» ASSIGNMENT: Output exactly the lines below, starting with the line that has "PR #722, opened 2022-12-31" and going on through the line that has "variants in succession.", both included, and no other lines.

● ● ● ●

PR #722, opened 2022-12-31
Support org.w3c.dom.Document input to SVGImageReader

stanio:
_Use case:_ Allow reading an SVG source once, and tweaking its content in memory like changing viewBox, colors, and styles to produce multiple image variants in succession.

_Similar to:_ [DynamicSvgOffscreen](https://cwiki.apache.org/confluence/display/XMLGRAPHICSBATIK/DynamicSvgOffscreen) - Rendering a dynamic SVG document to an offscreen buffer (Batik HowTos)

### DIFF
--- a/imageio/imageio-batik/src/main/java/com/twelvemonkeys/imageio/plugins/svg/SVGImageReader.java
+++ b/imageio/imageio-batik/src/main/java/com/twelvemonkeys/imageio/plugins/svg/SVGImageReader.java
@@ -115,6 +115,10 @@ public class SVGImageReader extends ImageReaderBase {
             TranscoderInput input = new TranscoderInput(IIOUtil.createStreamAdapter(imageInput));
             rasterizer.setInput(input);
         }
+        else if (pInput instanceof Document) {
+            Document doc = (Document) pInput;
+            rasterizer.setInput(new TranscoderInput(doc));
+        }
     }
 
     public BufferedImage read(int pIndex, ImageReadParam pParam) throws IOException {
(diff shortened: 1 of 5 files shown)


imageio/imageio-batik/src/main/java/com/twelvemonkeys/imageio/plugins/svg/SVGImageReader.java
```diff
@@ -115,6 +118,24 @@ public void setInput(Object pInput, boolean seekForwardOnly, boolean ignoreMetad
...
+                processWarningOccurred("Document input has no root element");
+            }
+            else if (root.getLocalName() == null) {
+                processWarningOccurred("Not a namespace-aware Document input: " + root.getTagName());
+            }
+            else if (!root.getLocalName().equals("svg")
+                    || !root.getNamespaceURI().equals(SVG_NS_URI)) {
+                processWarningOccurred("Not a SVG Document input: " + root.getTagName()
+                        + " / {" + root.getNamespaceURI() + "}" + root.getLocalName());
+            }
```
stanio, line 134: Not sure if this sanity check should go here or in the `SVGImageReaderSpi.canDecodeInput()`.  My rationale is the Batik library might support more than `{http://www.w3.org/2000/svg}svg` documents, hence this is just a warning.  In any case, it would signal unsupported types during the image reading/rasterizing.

● ● ● ●

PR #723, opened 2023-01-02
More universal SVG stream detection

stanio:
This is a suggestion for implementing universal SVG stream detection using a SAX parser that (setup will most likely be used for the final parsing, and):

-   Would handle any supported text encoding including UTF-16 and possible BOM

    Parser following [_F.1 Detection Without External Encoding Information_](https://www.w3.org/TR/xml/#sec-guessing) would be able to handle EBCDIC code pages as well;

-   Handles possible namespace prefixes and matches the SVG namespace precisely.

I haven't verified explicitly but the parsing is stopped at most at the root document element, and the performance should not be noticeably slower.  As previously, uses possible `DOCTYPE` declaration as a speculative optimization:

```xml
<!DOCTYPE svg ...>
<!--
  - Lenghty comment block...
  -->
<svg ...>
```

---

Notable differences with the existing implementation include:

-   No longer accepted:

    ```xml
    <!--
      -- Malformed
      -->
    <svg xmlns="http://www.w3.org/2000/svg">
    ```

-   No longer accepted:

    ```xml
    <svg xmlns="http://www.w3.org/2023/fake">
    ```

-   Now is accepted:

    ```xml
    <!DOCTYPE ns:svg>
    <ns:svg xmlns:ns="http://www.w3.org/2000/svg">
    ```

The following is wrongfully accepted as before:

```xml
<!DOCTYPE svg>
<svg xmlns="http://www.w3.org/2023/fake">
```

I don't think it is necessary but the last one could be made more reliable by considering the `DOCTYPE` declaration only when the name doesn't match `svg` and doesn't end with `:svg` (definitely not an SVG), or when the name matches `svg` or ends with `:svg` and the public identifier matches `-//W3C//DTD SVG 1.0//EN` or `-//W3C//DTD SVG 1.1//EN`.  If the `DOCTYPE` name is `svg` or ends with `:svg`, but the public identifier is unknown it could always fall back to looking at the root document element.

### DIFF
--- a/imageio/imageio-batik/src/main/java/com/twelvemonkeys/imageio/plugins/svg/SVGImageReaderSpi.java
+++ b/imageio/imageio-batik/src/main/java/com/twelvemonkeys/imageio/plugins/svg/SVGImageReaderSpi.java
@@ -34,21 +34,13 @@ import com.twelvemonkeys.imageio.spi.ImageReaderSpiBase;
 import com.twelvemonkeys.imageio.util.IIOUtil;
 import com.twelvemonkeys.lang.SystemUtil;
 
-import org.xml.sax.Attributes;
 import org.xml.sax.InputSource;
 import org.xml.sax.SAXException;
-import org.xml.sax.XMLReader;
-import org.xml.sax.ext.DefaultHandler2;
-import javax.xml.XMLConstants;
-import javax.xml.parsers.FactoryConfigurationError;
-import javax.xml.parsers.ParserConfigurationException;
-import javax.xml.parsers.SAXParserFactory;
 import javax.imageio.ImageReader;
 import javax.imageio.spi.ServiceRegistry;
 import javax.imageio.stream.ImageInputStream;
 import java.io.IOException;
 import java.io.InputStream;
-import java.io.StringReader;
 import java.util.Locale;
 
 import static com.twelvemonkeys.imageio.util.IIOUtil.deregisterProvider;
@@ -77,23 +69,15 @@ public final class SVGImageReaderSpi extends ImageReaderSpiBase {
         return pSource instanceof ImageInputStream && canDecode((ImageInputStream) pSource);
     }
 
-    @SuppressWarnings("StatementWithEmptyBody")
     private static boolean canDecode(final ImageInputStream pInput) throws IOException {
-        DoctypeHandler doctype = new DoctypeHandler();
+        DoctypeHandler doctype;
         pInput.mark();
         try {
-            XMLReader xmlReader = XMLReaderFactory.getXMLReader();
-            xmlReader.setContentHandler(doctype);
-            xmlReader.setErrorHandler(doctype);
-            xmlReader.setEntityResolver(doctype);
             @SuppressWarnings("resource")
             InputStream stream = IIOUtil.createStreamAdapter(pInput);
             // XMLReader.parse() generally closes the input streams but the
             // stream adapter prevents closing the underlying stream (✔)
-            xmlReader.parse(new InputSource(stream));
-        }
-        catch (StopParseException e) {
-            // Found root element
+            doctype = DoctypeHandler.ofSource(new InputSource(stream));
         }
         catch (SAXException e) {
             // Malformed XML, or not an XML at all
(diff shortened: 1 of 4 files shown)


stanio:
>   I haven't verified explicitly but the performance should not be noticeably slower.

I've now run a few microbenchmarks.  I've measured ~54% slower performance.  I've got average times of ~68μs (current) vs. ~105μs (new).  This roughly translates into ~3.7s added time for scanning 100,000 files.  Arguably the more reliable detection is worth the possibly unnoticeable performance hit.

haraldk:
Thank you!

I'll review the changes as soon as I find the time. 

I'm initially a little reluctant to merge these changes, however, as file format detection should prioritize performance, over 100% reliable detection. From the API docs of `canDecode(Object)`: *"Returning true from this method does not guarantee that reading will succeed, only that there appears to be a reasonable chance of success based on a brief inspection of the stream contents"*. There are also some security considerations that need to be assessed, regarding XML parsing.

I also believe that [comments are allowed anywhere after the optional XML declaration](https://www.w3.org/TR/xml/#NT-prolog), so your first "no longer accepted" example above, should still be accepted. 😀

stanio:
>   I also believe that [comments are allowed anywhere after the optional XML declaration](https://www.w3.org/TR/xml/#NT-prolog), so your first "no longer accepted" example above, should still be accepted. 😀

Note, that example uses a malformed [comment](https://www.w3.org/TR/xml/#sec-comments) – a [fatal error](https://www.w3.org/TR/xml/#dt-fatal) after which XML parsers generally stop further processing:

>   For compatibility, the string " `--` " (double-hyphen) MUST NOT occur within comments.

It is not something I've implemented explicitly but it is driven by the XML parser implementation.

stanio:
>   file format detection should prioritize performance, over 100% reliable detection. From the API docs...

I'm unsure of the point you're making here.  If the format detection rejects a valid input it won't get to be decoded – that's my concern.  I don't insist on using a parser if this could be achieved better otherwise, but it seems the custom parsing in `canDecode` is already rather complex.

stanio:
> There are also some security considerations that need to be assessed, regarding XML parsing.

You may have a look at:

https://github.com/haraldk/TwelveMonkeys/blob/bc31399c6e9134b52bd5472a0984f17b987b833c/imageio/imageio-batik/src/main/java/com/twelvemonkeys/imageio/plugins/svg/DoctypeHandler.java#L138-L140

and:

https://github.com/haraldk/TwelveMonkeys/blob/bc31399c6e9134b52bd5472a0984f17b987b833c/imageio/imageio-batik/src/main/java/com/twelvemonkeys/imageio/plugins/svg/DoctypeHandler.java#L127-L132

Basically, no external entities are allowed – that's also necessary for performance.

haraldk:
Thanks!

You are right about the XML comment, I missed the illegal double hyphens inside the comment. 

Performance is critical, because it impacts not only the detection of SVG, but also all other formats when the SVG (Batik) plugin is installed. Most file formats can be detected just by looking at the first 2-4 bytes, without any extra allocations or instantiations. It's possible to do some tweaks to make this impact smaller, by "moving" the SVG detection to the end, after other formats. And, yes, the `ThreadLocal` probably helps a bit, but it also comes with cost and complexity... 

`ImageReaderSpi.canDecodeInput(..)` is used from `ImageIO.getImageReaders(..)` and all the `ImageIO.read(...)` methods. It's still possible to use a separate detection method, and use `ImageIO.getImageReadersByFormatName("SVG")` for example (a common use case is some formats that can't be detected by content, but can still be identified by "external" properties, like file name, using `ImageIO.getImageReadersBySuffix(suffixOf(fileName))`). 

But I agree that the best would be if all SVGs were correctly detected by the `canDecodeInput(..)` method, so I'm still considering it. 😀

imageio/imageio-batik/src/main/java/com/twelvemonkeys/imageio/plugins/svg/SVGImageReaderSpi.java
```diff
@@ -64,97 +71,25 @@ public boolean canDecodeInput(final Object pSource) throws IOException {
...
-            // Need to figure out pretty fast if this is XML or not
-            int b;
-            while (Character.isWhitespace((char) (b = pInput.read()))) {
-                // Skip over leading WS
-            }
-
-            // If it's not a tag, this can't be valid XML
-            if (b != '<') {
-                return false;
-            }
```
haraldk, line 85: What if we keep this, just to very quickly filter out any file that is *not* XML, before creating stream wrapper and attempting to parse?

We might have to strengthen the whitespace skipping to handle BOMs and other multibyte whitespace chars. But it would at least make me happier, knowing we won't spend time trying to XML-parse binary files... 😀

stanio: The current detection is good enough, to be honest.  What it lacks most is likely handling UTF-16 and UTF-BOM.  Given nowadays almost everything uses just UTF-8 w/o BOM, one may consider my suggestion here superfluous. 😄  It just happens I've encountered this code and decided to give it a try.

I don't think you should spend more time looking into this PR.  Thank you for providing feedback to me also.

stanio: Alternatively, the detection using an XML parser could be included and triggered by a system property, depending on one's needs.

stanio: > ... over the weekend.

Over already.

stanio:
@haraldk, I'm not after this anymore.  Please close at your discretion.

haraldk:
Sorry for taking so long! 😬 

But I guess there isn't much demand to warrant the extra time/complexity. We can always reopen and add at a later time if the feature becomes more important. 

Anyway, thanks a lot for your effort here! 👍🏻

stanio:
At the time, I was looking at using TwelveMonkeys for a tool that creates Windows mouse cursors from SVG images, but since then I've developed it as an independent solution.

● ● ● ●

» YOUR RESPONSE:
PR #722, opened 2022-12-31
Support org.w3c.dom.Document input to SVGImageReader

stanio:
_Use case:_ Allow reading an SVG source once, and tweaking its content in memory like changing viewBox, colors, and styles to produce multiple image variants in succession.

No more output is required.